If you think to the update formula of a single parameter, you'll see that it's updated averaging the various values computed for this parameter, for every element in the input batch.
This means that if you're working with a batch size with size n, your "real" learning rate per single parameter is about learning_rate/n.
Thus, if the model you've trained with batches of size n have trained without issues, this is because the learning rate was ok for that batch size.
If you use pure stochastic gradient descent, you have to lower the learning rate (usually by a factor of some power of 10).
So, for example, if your learning rate was 1e-4 with a batch size of 128, try with a learning rate of 1e-4 / 128.0 as see if the network learn (it should).

Difference of training steps or complete run through

on in the beginner-mnist tutorial they train with 1000 steps, 100 examples. Which is more than the training set which only includes 55,000 points ? In the expert-mnist tutorial they train with 20000 steps, 50 examples.
I think the training steps are done, so that one could every training step make a print-output what loss or/and accuracy one got without waiting till the end or processing.
But could one also simply pipe all examples through the train_operation in 1 step and then look at the outcome, or is not possible ?
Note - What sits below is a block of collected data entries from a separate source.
PR #1404, opened 2015-11-30
Add route_discovery_explicit_open()

amitgeron:
For route discovery connections, 2 logical channels are used:
One channel for netflood messages, and one for unicast.

When opening a route discovery connection using
route_discovery_open(), only one channel number is specified
and used for netflood, and the unicast channel number is
hard-coded to be the next channel (+1).

This commit adds an alternative function for opening route
discovery connections, allowing the user to specify both channels
independently, to gain improved control, flexibility and readability.

The existing function (route_discovery_open()) was modified to
make use of the new function, to prevent code duplication,
without breaking the expected behavior.


simonduq:
:+1:

PR #1408, opened 2015-12-02
JN516x: tickless clock, power saving update, 32 kHz rtimer

simonduq:


simonduq:
Not merging yet, there is known bug in the tickless clock.

simonduq:
Now with bugfix

PR #1409, opened 2015-12-02
Implementation of OMA LWM2M Engine / IPSO Objects

nfi:
This is an implementation of Open Mobile Alliance Lightweight M2M (OMA LWM2M) and IPSO Objects for Contiki.

It is based on the Erbium CoAP implementation and consists of two apps: `lwm2m-engine` and `ipso-objects`. The `lwm2m-engine` handle the specifics of LWM2M including bootstrapping and how read/writes of objects and resources are handled. The `ipso-objects` contains implementations of some of the IPSO Smart Objects.

This implementation was used during the IPSO Interop in May 2015, Kista, Sweden, and was successfully tested with other implementations. We have Github wiki documentation that will be uploaded if/when the PR is accepted.

There are some examples for controlling LEDs and reading out temperature. See `examples/ipso-objects` and `apps/ipso-objects`.

Supports:
* OMA TLV and plain text format
* Bootstrapping and registration on LWM2M server
* LWM2M read/write/execute operations

Limitations:
* no support for DTLS (yet)
* partial support for JSON and different formats

Future work:
* update Erbium CoAP to allow more dynamic setup of LWM2M objects
* add templates for a variety of objects to make it easier to implement IPSO objects and LWM2M management objects
* add implementation of more IPSO Smart Objects
* add DTLS support
* better error handling
* add support for full firmware upgrade over LWM2M

### DIFF
--- a/apps/ipso-objects/Makefile.ipso-objects
+++ b/apps/ipso-objects/Makefile.ipso-objects
@@ -1,0 +1,3 @@
+ipso-objects_src = ipso-temperature.c ipso-button.c ipso-leds-control.c \
+	ipso-light-control.c ipso-objects.c
+CFLAGS += -DWITH_IPSO=1
--- a/apps/ipso-objects/ipso-button.c
+++ b/apps/ipso-objects/ipso-button.c
@@ -1,0 +1,163 @@
+/*
+ * Copyright (c) 2015, Yanzi Networks AB.
+ * All rights reserved.
+ *
+ * Redistribution and use in source and binary forms, with or without
+ * modification, are permitted provided that the following conditions
+ * are met:
+ * 1. Redistributions of source code must retain the above copyright
+ *    notice, this list of conditions and the following disclaimer.
+ * 2. Redistributions in binary form must reproduce the above copyright
+ *    notice, this list of conditions and the following disclaimer in the
+ *    documentation and/or other materials provided with the distribution.
+ * 3. Neither the name of the copyright holder nor the names of its
+ *    contributors may be used to endorse or promote products derived
+ *    from this software without specific prior written permission.
+ *
+ * THIS SOFTWARE IS PROVIDED BY THE COPYRIGHT HOLDER AND CONTRIBUTORS
+ * "AS IS" AND ANY EXPRESS OR IMPLIED WARRANTIES, INCLUDING, BUT NOT
+ * LIMITED TO, THE IMPLIED WARRANTIES OF MERCHANTABILITY AND FITNESS
+ * FOR A PARTICULAR PURPOSE ARE DISCLAIMED. IN NO EVENT SHALL THE
+ * COPYRIGHT HOLDER OR CONTRIBUTORS BE LIABLE FOR ANY DIRECT, INDIRECT,
+ * INCIDENTAL, SPECIAL, EXEMPLARY, OR CONSEQUENTIAL DAMAGES
+ * (INCLUDING, BUT NOT LIMITED TO, PROCUREMENT OF SUBSTITUTE GOODS OR
+ * SERVICES; LOSS OF USE, DATA, OR PROFITS; OR BUSINESS INTERRUPTION)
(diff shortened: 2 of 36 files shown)


g-oikonomou:
!!

Can you briefly summarize what needs to be done before a platform can support this?

alignan:
Nice one!

I was testing [this implementation](https://github.com/jenseliasson/iot-apps) as well, so it is great to have a supported Contiki implementation.

Instructions to get platforms running this would be appreciated, easier to test myself and review.

nfi:
Nothing really. For example you can compile the IPSO Objects example for
different platforms:

  cd examples/ipso-objects
  make TARGET=wismote
  make TARGET=cc2538dk

If the platform has leds, the example will setup IPSO Light control to
control the leds. However if you want to expose platform specific sensors
and actuators, you need to add corresponding IPSO objects.
Den 2 dec 2015 16:03 skrev "George Oikonomou" <notifications@github.com>:

jonnteolsson:
this is great to see!! I will test it on our CC13xx and CC26xx platforms

simonduq:
Great!! My only suggestion would be to add some non-regression testing, at least compilation, with full coverage of the new features if possible.

joakimeriksson:
Yes, that we can do. We already have some simulations in COOJA so it should be easy to turn it into a regression test.

simonduq:
Yes, even better with simulations! (but I'd like compilation anyway, because this is where we have -Werror :))

joakimeriksson:
Sure, we will also add to compilation! Maybe that first!

joakimeriksson:
I just fixed a minor issue with the light-control - now it works with any platform that supports red, blue and green leds. Will add a wiki page on how to test it also.

dbjorklu:
Hi,
It seems your are returning responses in content type LWM2M_TEXT_PLAIN 
to GET requests to resources of string type, and content type LWM2M_TLV 
for others (float,int etc), am I right?
This regardless of the requested content format.

In the standard I find e.g. this sentence:

"The Object specification defines the data format that a Resource 
supports, either plain text or opaque for singular Resources or TLV for 
multiple instance Resources."

So my interpretation of this is was that if the "Instances" column in 
the "Resource definitions" of an object says "Single" one should use 
plain text or opaque; if it says "Multiple" TLV should be used.

So TLV would not usually be used for the representation of a single 
resource.

Anyway if a do a GET Accept: LWM2M_TEXT_PLAIN to e.g. 3303/0/5700 I 
would expect to get the value as an ASCII decimal.

Could explain how you reasoned on this?

Thanks,
     Dag Björklund

joakimeriksson:
This is an initial implementation and it is from our IPSO Interop test in May. It is not yet complete and in some cases might be not 100% compliant. I do think that ok to respond with TLV for single-valued resources but I agree that there is a misfeature that it currently responds with TLV when you request in LWM2M_TEXT_PLAIN. We do have support for TLV and plain-text in our readers/writers so it should not be too hard to improve on this.

dbjorklu:
Ok good, just wanted to know if this was a design decision or missing 
features.

joakimeriksson:
I added some test instructions in a readme now:
https://github.com/nfi/contiki/blob/oma-lwm2m-ipso/examples/ipso-objects/README.md

dbjorklu:
Another similar comment..

Doing a GET Accept:application/link-format to /3303/0/ on the 
example-ipso-objects node results in a 5.03. This is because the result 
does not fit into 64 B. I would say it happens quite easily that the 
result of a discovery does not fit into one packet and blockwise 
transfer would be required.

So.. maybe the implementation of block-wise could be added to the 
limitations or future work list?

Regards,
    Dag

alignan:
Tested and working OK, just as suggested by @nfi if using the `rpl-boder-router` one needs to increate the `UIP_CONF_BUFFER_SIZE` up to 240 or so.

:+1:

alignan:
@simonduq are you OK with merging this one?

simonduq:
:+1:

PR #1411, opened 2015-12-04
Rime Chameleon fix for 32-bit platforms

simonduq:
use BITOPT_HDR_SIZE rather than sizeof(struct bitopt_hdr)

### DIFF
--- a/core/net/rime/chameleon-bitopt.c
+++ b/core/net/rime/chameleon-bitopt.c
@@ -57,6 +57,8 @@ struct bitopt_hdr {
   uint8_t channel[2];
 };
 
+#define BITOPT_HDR_SIZE 2
+
 static const uint8_t bitmask[9] = { 0x00, 0x80, 0xc0, 0xe0, 0xf0,
 				 0xf8, 0xfc, 0xfe, 0xff };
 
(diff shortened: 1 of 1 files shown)


tonnenpinguin:
Out of curiosity: Why is using the preprocessor define in this case better than using sizeof?

simonduq:
Because ` sizeof(struct bitopt_hdr))` is 4 on 32-bit platforms (rounds up to word size), while the real, intended bitopt header size is 2.

simonduq:
A consequence is that a 32-bit node and a 16-bit node won't be able to communicate as they will work on different header sizes.

tonnenpinguin:
I see, I see..
Thanks for the explanation!

tonnenpinguin:
One more question though: Is this sizeof behaviour compiler specific?
I just tried it on my CC2650 (which is 32 Bit AFAIK) and sizeof returns 2..

simonduq:
I think it is compiler-specific yes, what it returns is the size the struct will actually take in memory.
Interesting that you get 2 on Cortex M3, I would have guessed 4.
In our case the problem arose on JN516x, where it was 4.

tonnenpinguin:
I've only seen this varying code size when the compiler needs to do some padding...really interesting indeed! Learn something new every day I guess!

PR #1416, opened 2015-12-11
Added support for the RE-Mote on-board Real Time Clock Calendar (RTCC)

alignan:
This PR adds support for the RE-Mote's on-board Real Time Clock Calendar.
More information about the RTCC (Abracon AB080x) can be found in our [Resource](https://github.com/Zolertia/Resources/tree/master/RE-Mote/Hardware/Revision%20A/Datasheets/Components) repository

The port is missing a function to select the oscillator source, but it is hardcoded to use the XT (external crystall).  A pending improvement would be also to wake up the device from PM3.


alignan:
Merging already as it is a platform-dependant feature and I'm the platform maintainer

PR #1417, opened 2015-12-11
We can now set BUILDDIR to build in seperate dir

bkozak-scanimetrics:
The make variable BUILDDIR can now be used to specify a separate build directory for project builds.

By default everything is still built in the project's root but if we set BUILDDIR, all of the build files (including output executables) are moved to BUILDDIR. This will help when building a single project with multiple configurations and will also help to keep the project tree clean.

I am not able to test on every platform so I will appreciate it if anyone takes the time to confirm that it works for them.

Test with 
```make BUILDDIR=build <other make options> <target>```


alignan:
This is a handy feature, works well for the `zoul` and `z1`.  However when cleaning up:

`make BUILDDIR=test clean`

Deletes all files in the directory but the empty directory, it would be better to remove as well.

bkozak-scanimetrics:
> Deletes all files in the directory but the empty directory, it would be better to remove as well.

Agreed but I didn't do this just in case the BUILDDIR happens to point to the root of the source tree (as it will by default). I suppose I could add a specific check to work around this if people really want the build directory gone on make clean.

bkozak-scanimetrics:
I've done some maintenance on this branch

- Performed a rebase
- Fixed the merge conflict caused by the deletion of sensinode 
- Modified ```Makefile.customrules-galileo``` to work with my scheme

alexrayne:
works fine. could i some how vote to accept it into master?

Training on the whole dataset at each iteration is called batch gradient descent. Training on minibatches (e.g. 100 samples at a time) is called stochastic gradient descent. You can read more about the two and the reasons for choosing larger or smaller batch sizes in this question on Cross Validated.
Batch gradient descent typically isn't feasible because it requires too much RAM. Each iteration will also take significantly longer and the tradeoff often isn't worth it even if you have the computational resources.
That said, the batch size is a hyperparameter that you can play around with to find a value that works well.